It has been a long time since I’ve committed to sitting and writing, but I feel great need to do so as of late. There has been an abnormal change in my mood, which for so long has had an ever so slight air of somberness. I’d like to believe in my mind that the weather has had very little to do with it….That I haven’t been punch drunk with happiness over the past couple of weeks just because of the sun…..I’d like to believe that life is taking a great turn. And I don’t think I’m lying to myself. I think it might be.

I’ve been seeing some good front doors about lately, on my thrilling drives to supply pizza to the masses. If there is one thing about a living space that I am obsessed with, it would be doors. Splashes of color against a contrasting background, inviting signs posted between eave and door, welcoming in the stranger, windows like stacked blocks in a row at adult height and if we’re clever, maybe ones down below for the little ones, and knobs….antique and knowing of a great many years, of many hands. I like doors that tell good stories.

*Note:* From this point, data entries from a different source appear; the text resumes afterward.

PR #6734, opened 2023-08-07
VZ:10491:Updated error handling noise in effective config map

neeraj-n-singh:


platform-operator/controllers/configmaps/overrides/controller.go
```diff
@@ -78,8 +78,14 @@ func (r *OverridesConfigMapsReconciler) reconcileInstallOverrideConfigMap(ctx co
 
 	// Get the ConfigMap present in the Verrazzano CR namespace
 	configMap := &corev1.ConfigMap{}
-	if err := controllers.CreateOrUpdateEffectiveConfigCM(ctx, r.Client, vz, r.log); err != nil {
-		return newRequeueWithDelay(), nil
+	var currentCondition installv1alpha1.ConditionType
+	if len(vz.Status.Conditions) > 0 {
+		currentCondition = vz.Status.Conditions[len(vz.Status.Conditions)-1].Type
+	}
+	if currentCondition == installv1alpha1.CondInstallComplete || currentCondition == installv1alpha1.CondUpgradeComplete {
```
prasad-shirodkar, line 85: Any reason to switch from `r.log` to `vzlog.DefaultLogger()`?

adiforluls: What's the logic behind configMap controller attempting to createOrUpdate this configMap?

neeraj-n-singh: In case of cm deletion by some manual action, cm reconciliation will create the same. VZ reconciliation will not be recreated until there is any operation changes.

I removed the logging as it was not necessary as per discussion. We are already handling errors.

adiforluls (approved):

PR #6751, opened 2023-08-08
VZ-10451 watch secrets and configmaps for VZ config

pfmackin:
Watch secrets and configmaps for VZ config
Use latest version of modules with SPI changes


platform-operator/experimental/module-integration/controllers/verrazzano/watcher.go
```diff
@@ -0,0 +1,57 @@
...
+		{
+			WatchedResourceKind: source.Kind{Type: &corev1.ConfigMap{}},
+			FuncShouldReconcile: r.ShouldConfigMapTriggerReconcile,
+		},
+	}
+}
+
+// ShouldSecretTriggerReconcile returns true if reconcile should be done in response to a Secret lifecycle event
+func (r Reconciler) ShouldSecretTriggerReconcile(vzNSN types.NamespacedName, secret client.Object, _ controllerspi.WatchEventType) bool {
+	if secret.GetNamespace() != vzNSN.Namespace {
```
mbenmclean, line 33: Do we need this limitation of secrets and configmaps have to be in the VZ CR namespace? It makes more sense to have the secret and configmap in the same namespace as the module.

mbenmclean: Or is this just a holdover while we still are specifying overrides in the VZ CR?

mbenmclean (approved):

michael-cico (approved):

PR #6754, opened 2023-08-08
OCNE Cluster Driver Tests - Single Cluster Creation

marcogelle:
This removes all cluster creation test cases except for 1 bare minimum case. This is a temporary measure to help fix the recent test failures.

### DIFF
--- a/tests/e2e/clusterapi/ocne-driver/ocne_cluster_driver_test.go
+++ b/tests/e2e/clusterapi/ocne-driver/ocne_cluster_driver_test.go
@@ -23,6 +23,7 @@ const (
 	waitTimeout            = 45 * time.Minute
 	pollingInterval        = 30 * time.Second
 	skipOCNEUpgradeMessage = "Skipping test since the kubernetes version is same for install and update operations for OCNE cluster upgrade"
+	skipRunAllTestsMessage = "Skipping test since the runAllTests flag was set to false"
 )
 
 var (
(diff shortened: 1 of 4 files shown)


tests/e2e/clusterapi/ocne-driver/ocne_cluster_driver_test.go
```diff
@@ -161,150 +155,4 @@ var _ = t.Describe("OCNE Cluster Driver", Label("f:rancher-capi:ocne-cluster-dri
 			}, shortWaitTimeout, shortPollingInterval).Should(BeNil(), fmt.Sprintf("could not verify cluster %s", clusterNameSingleNode))
 		})
 	})
-
-	// Cluster 2. Create with a node pool, then perform an update.
-	t.Context("OCNE cluster creation with node pools", Ordered, func() {
```
prasad-shirodkar, line 166: instead of removing the test cases, can we instead they be run only if some bool flag is set to true?

marcogelle: I like that idea. I'll try implementing this now

prasad-shirodkar: Say, add a bool flag minimal (set to true). Then using ginkgo's Skip function, skip the tests that are not minimal

```
t.It("....", func() {
  if minimal {
     Skip("Skipping test since it is not minimal")
 }
.....
.....
}
```
Not sure if Skip function works at container nodes like `Context` etc. Feel free to give it a try.

marcogelle: Looking at the Ginkgo docs under "Skipping Specs" -- https://onsi.github.io/ginkgo/ -- you can't call `Skip` in container nodes. However, I will try putting the Skips in `BeforeAll` nodes to avoid lots of code duplication.

theabmitra (approved):
lgtm

tests/e2e/clusterapi/ocne-driver/ocne_cluster_driver_test.go
```diff
@@ -266,9 +286,6 @@ var _ = t.Describe("OCNE Cluster Driver", Label("f:rancher-capi:ocne-cluster-dri
 		})
 
 		t.It("check OCNE cluster is active with the minimum OCNE supported Kubernetes version and related info", func() {
-			if !ocneMetadataItemToInstall.KubernetesVersion.LessThan(ocneMetadataItemToUpgrade.KubernetesVersion) {
```
prasad-shirodkar, line 269: Please do not remove these. These should be retained. They should also be preceded by the new if condition block.

marcogelle: I did not remove them, rather just moved them into the `BeforeAll` block. Instead of repeating this check in every `It` node, it is functionally equivalent to do this check once in the `BeforeAll`. Does this look okay to you?

prasad-shirodkar (approved):

PR #6755, opened 2023-08-08
VZ-10433.  Pass component VZ CR config to module as structured values

michael-cico:
Modules integration, this change adds the relevant portions of the VZ CR to a module's `Module` CR values section.  This is to set enough in the Values overrides to 

* Identify module configuration from the VZ CR
* Ensure that the module only reconciles when the Module CR changes, based on relevant configuration

The generated Helm values are not currently used by the modules, but may be later on so the module management can be driven solely from the Module CR and not from the computed "effective" CR.

The changes 

* Introduces a new method to the `ModuleIntegration` interface, `GetModuleConfigAsHelmValues`.  
* This new method is called by the new main controller to populate the `Module.Spec.Values` field with a well-known values prefix, `verrazzano.module.spec`, to store relevant configuration information as Helm values.  
* These values will be ignored by the Helm charts, but will provide enough context so that if those values change a reconcile of the Module CR will occur.
* Each component implements the method to provide as much context as needed
* The returned values are merged with any `InstallOverrides.Values` fields defined in the component's Verrazzano CR configuration
* The resulting merged values set are stored in the `Module.Spec.Values` field

For example, the following Verrazzano CR for CertManager installation

```
apiVersion: install.verrazzano.io/v1beta1
kind: Verrazzano
metadata:
  name: my-verrazzano
spec:
  profile: none
  components:
    certManager:
      enabled: true
```

Will result in the following module CR for CertManager, with a Helm values snippet under the well-known `verrazzano.module.spec` stanza:

```
apiVersion: platform.verrazzano.io/v1alpha1
kind: Module
metadata:
  annotations:
    module.verrazzano.io/vz-cr-name: my-verrazzano
    module.verrazzano.io/vz-cr-namespace: default
  name: cert-manager
  namespace: verrazzano-install
spec:
  moduleName: cert-manager
  targetNamespace: cert-manager
  version: 2.0.0-local+80a4759a
  values:
    verrazzano:
      module:
        spec:
          clusterResourceNamespace: cert-manager
    webhook:
      replicaCount: 1
      affinity:
        podAntiAffinity:
        ....
```


platform-operator/controllers/verrazzano/component/spi/component.go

And it seems completely absurd that one would get that giddy feeling of falling in love just laying their eyes upon a painted wooden structure not made by Legos, builder to the gods, but probably by some guy named Steve, yer good ole regular blue collar carpenter…

But, I have.

This talk of living spaces, of doors has been racking the insides of my mind quite a bit, as the community I find myself living in and with, will soon physically come to an end. And as I look for nearby houses, their windows, doors, and 2.5 bathrooms, I hear my true desires coming to the surface of my mind…

I don’t want to live in a house with so many stairs leading up to its door that a stranger or cute old man wouldn’t dare trod up them. I don’t want to live in a house where I have a silver plated engraved “NO SOLICITING” sign turning away what I obviously have come to fear. I would like to know and be known by my neighbors, to let them know that they can walk in any time they smell dinner and know that, without a doubt, they are invited come in and share a meal. I want to know all of people.